Stored data entries:
______________________________

PR #8258, opened 2026-07-13
refactor(FR-3256): hoist AdminDeploymentPage tabs to preloaded queries

agatha197:
## Summary

Base of the FR-3256 deployment-admin stack. Builds `AdminDeploymentPage` with four tabs — **deployments, model store, prometheus presets, deployment presets** — each loading via a hoisted `preloadedQuery` owned by the page, so switching tabs preserves each tab's already-fetched rows (only a full page reload resets them). Includes the tab-naming refactor and the supporting client / UI / i18n changes.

______________________________

Find the word "AdminDeploymentPage" in the entries above, then copy each line that holds it.

refactor(FR-3256): hoist AdminDeploymentPage tabs to preloaded queries
Base of the FR-3256 deployment-admin stack. Builds `AdminDeploymentPage` with four tabs — **deployments, model store, prometheus presets, deployment presets** — each loading via a hoisted `preloadedQuery` owned by the page, so switching tabs preserves each tab's already-fetched rows (only a full page reload resets them). Includes the tab-naming refactor and the supporting client / UI / i18n changes.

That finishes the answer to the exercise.